Mindfulness and Meditation
Mindfulness and meditation are two of the most important tools you will learn when it comes to coping with childhood trauma.
For example:
Whenever Aaron talks to his mother about his stepfather, no matter the context, the conversation always seems to come back to abuse. Aaron, now an adult, is trying to heal childhood trauma. He went to therapy to heal childhood trauma when he was very young, right after the incident with the toy race car, but he doesn’t remember much. Now, as an adult, he is trying to figure out how to heal from childhood trauma without therapy because it doesn’t seem to offer much guidance.
He has taken a mindfulness course and has started daily guided meditations, which he has done for the last eight months nearly every day. The mindfulness and meditations have taught Aaron that he needs to accept all of his emotions in order to be at peace with his whole self and that trying to avoid negative emotions or push them away when childhood traumatic memories are brought to the surface will only cause him distress twice.
So where Aaron’s siblings have taken to ignoring their mother, not calling her, and not talking to the family for fear of being triggered by a discussion coming back to abuse, Aaron has recognized that his mother is processing in her own way and that any discussion that comes back to abuse is not done intentionally to trigger him.
He has learned that when he gets off the phone or when he leaves her house, he has to follow a guided meditation to help him come to terms with all of the emotions he’s feeling and to figure out what he might need to do emotionally or physically to try and work through that.
Yoga and Exercise
Exercise is an important step in healing.
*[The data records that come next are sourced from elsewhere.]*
PR #390, opened 2024-10-27
Restored PLD SKS Sim Settings Gui

Chromatophore:
Hi, I've restored the paladin sks sim's settings suite via the new ui class.

Hopefully this will pass lint - I've been having some trouble testing locally which I think I've resolved.

### DIFF
--- a/packages/frontend/src/scripts/sims/tank/pldsks_sheet_sim_ui.ts
+++ b/packages/frontend/src/scripts/sims/tank/pldsks_sheet_sim_ui.ts
@@ -1,0 +1,70 @@
+import { FieldBoundCheckBox, labeledCheckbox, labelFor } from "@xivgear/common-ui/components/util";
+import { BaseMultiCycleSimGui } from "../multicyclesim_ui";
+
+import { PldSKSSheetSettings, PldSKSSheetSimResult } from "@xivgear/core/sims/tank/pld/pldsks_sim";
+
+// Restoring the PLD SKS Sim settings UI, via the new SimGui class
+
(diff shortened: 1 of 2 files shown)


packages/frontend/src/scripts/sims/tank/pldsks_sheet_sim_ui.ts
```diff
@@ -0,0 +1,70 @@
...
+
+        const opt1 = document.createElement("options1");
+        const space1 = document.createElement("space1");
+        const opt2 = document.createElement("options2");
+        const space2 = document.createElement("space2");
+        const opt3 = document.createElement("options3");
+        const space3 = document.createElement("space3");
+
+        behaviorDiv.appendChild(labeledCheckbox('Adjust Rotation for Skill Speed', sksCheck));
+        behaviorDiv.appendChild(labelFor("Strategy Options:", opt1));
```
xpdota, line 42: You don't really need labels to be matched up to anything that isn't a user input element. The labels are more for screen readers so that they can match up the input with the label, and so that clicking a label will activate a checkbox.

Chromatophore: I am not sure how to add label & spacers without doing it in this way, via labelfor. Are you suggesting that there is a better way to make these additional labels, and if so, can you suggest that alternative? Because, this is already pretty much my best effort.

xpdota: Should work fine, just isn't necessarily adding anything. I'll go ahead and merge, thanks!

During your recovery stage, you might face triggers, and even though you have acknowledged your childhood trauma and worked to process it, there might be days when you struggle.
During those days, when a discussion with a family member, a television program, or a flashback reminds you of something from your childhood, you can continue your childhood trauma healing by doing things that improve the associations around that memory, by going for a walk, hiking, or doing yoga.
Exercise can increase your endorphins and other chemicals that boost your mood, helping you cope with any negative emotions brought about by your childhood trauma.
Yoga is particularly effective as a form of self-help because it allows you to bring your focus back to the present moment so that you are not stuck ruminating about the past. If you feel trapped in an endless cycle of negative emotions or thoughts because of childhood trauma recall, yoga can force you to bring your attention to something within your control: your breathing. It connects your mind and body to the present moment in such a way that it leaves no room for rumination.
Summing Up
Childhood trauma can have a lasting impact and bring with it higher risks of the development of mental health disorders if left untreated. Thankfully, healing childhood trauma is possible at any age. Continuous growth and emotional development are a big part of how you heal childhood trauma. What matters most is that you remain patient with yourself and that you seek therapy to heal childhood trauma if that feels like the right choice, but whether or not you can, you utilize self-compassion and self-healing tips throughout your journey.